En se référant exclusivement à ces dix caractéristiques essentielles validées par les Chefs d’État de la CEDEAO, l’African Security Sector Network (ASSN) – qui a travaillé dès 2008 avec la CEDEAO pour contribuer à l’élaboration du « Cadre politique pour la réforme et la gouvernance du secteur de la sécurité » – s’est jointe au Geneva Centre for Security Sector Governance (DCAF) pour définir un Indice permettant de mesurer leur mise en œuvre dans les États-membres de l’organisation. A partir des cas spécifiques du Burkina Faso, du Mali et du Niger, l’ASSN et le DCAF se sont appuyés entre 2020 et 2022 sur l’assistance technique du Réseau de Sécurité et de Défense de l’Amérique Latine (RESDAL), afin de pouvoir transférer à l’Afrique de l’Ouest son expertise en matière de suivi des questions de défense et de sécurité dans les pays latino-américains. L’ASSN, le DCAF et le RESDAL tiennent à remercier le Royaume du Danemark pour le soutien apporté à l’élaboration de cet Indice à travers le Programme Régional “Sahel Paix et Stabilisation du Danemark” 2018-2021 (Sahel PSP II)

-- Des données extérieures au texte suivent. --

Issue #465, opened 2026-04-30
Release iMOD Collector zip to Github releases


Manangka:
Add a deploy step that creates a collector release on Github and hook it up to the Deploy pipeline

Manangka:
Completed

PR #467, opened 2026-04-30
Issue #465 Add the github release pipeline

Manangka:
In this PR a github release pipeline is added to the deploy pipeline.

It creates a new release on Github and adds the sources and collector.zip to it.
The imodc.exe in the released is signed.
It extracts the release notes from the changelog.md file and adds it to the release description

The readme.me had been extended with instructions on how to create a release

### DIFF
--- a/.teamcity/Deploy/DeployProject.kt
+++ b/.teamcity/Deploy/DeployProject.kt
@@ -1,7 +1,7 @@
 package Deploy
 
+import IMODCollector.buildTypes.IMODCollector_X64development
 import _Self.vcsRoots.ImodCoupler
-import jetbrains.buildServer.configs.kotlin.AbsoluteId
 import jetbrains.buildServer.configs.kotlin.BuildType
 import jetbrains.buildServer.configs.kotlin.FailureAction
 import jetbrains.buildServer.configs.kotlin.Project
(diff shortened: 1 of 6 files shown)


.teamcity/Deploy/DeployProject.kt
```diff
@@ -1,15 +1,78 @@
...
+        }
+    }
+
+    dependencies {
+        dependency(AbsoluteId("SigningAndCertificates_IMOD_SigningCollector")) {
+            snapshot {
+                onDependencyFailure = FailureAction.FAIL_TO_START
+            }
+
+            artifacts {
```
HendrikKok, line 68: This can potentially go wrong since it does not check if the collector belongs to the specific release right? Or is this covered in the singing build?

Manangka: It is covered by TeamCity.
The way Teamcity works is that the commit/tag used to the toplevel job is passed along to the jobs upstream of it.
In this case the signing job will be triggered with the same commit sha which in turns calls the collector job with the same commit sha

HendrikKok: ok, clear

HendrikKok (approved):

PR #480, opened 2026-05-20
Fix silent crash when the run_coupler encountered an exception

Manangka:
The exception raised when a dll crashed was silently ignored when calling it though the run_coupler_debug method.

This PR fixes that. The ProcessPoolExecutor automatically handles exception unlike multiprocessing.Process.
The exception is then rethrown as a CalledProcessError exception to be in line with the exception that would be raised when it was run through the imodc.exe


rleander73 (approved):
nice work!

PR #483, opened 2026-06-04
Update to Ribasim v2026.1.1

### LINKED ISSUE #431: Test Ribasim v2026.1.0-rc2 with iMOD-coupler
I understood that you are only testing tagged releases. Since we intend this to be the last pre-release before a stable release, could you make sure it works? I think that there is at least one thing to update; `init_julia` no longer needs to be called explicitly, see https://github.com/Deltares/Ribasim/commit/1fe6468d29ca2edec14e39d7fef1a67ba2aa69be#diff-539e5efe040987eeb0eab970222595d2ce0de87bfa17f1353c0b3b8a87f13d10

Here is the release:
https://github.com/Deltares/Ribasim/releases/tag/v2026.1.0-rc2

Not sure if that affects you, but note that `ribasim.exe` moved into the `bin` dir, next to `libribasim.dll`.

Happy to help. It should be done in March still so we have time to fix possible regressions in Ribasim.

### LINKED ISSUE #484: Remove pytest-dotenv plugin
It is unmaintained and has been archived a year ago: https://github.com/quiqua/pytest-dotenv
We can probably ensure the .env file is loaded in our tests ourselves.

visr:
See https://github.com/Deltares/Ribasim/releases/tag/v2026.1.1

This release makes allocation use adaptive timestepping by default, just like the physical layer.
That means users run into infeasible optimization problems less.

https://github.com/Deltares/Ribasim/releases/tag/v2026.1.1

Fixes https://github.com/Deltares/imod_coupler/issues/431
Fixes #484 in 122b0c2d736e36f859d363c95dd1dd6298c8074b by calling `load_dotenv(override=True)` ourselves.
Closes #482 since this also updates the lock file. We had to implement pandas 3 support via small changes like 509d53f2e004a7550602a6088839b951600b61c5.


visr:
@rleander73 this is ready for review. The two allocation test failures are now marked as xfail. I confirmed these models fail (or even hang) on the v2026.1.1 release, but work fine on main.

HendrikKok (approved):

Résultat de ses efforts, l’Indice de gouvernance de la sécurité en Afrique présenté ici est un outil mis à la disposition de la CEDEAO et de ses États-membres pour suivre les évolutions de la gouvernance de la sécurité en fonction des principes qu’ils ont eux-mêmes définis. Il se veut également un instrument mis au service des organisations de la société civile, des partenaires internationaux et du monde académique.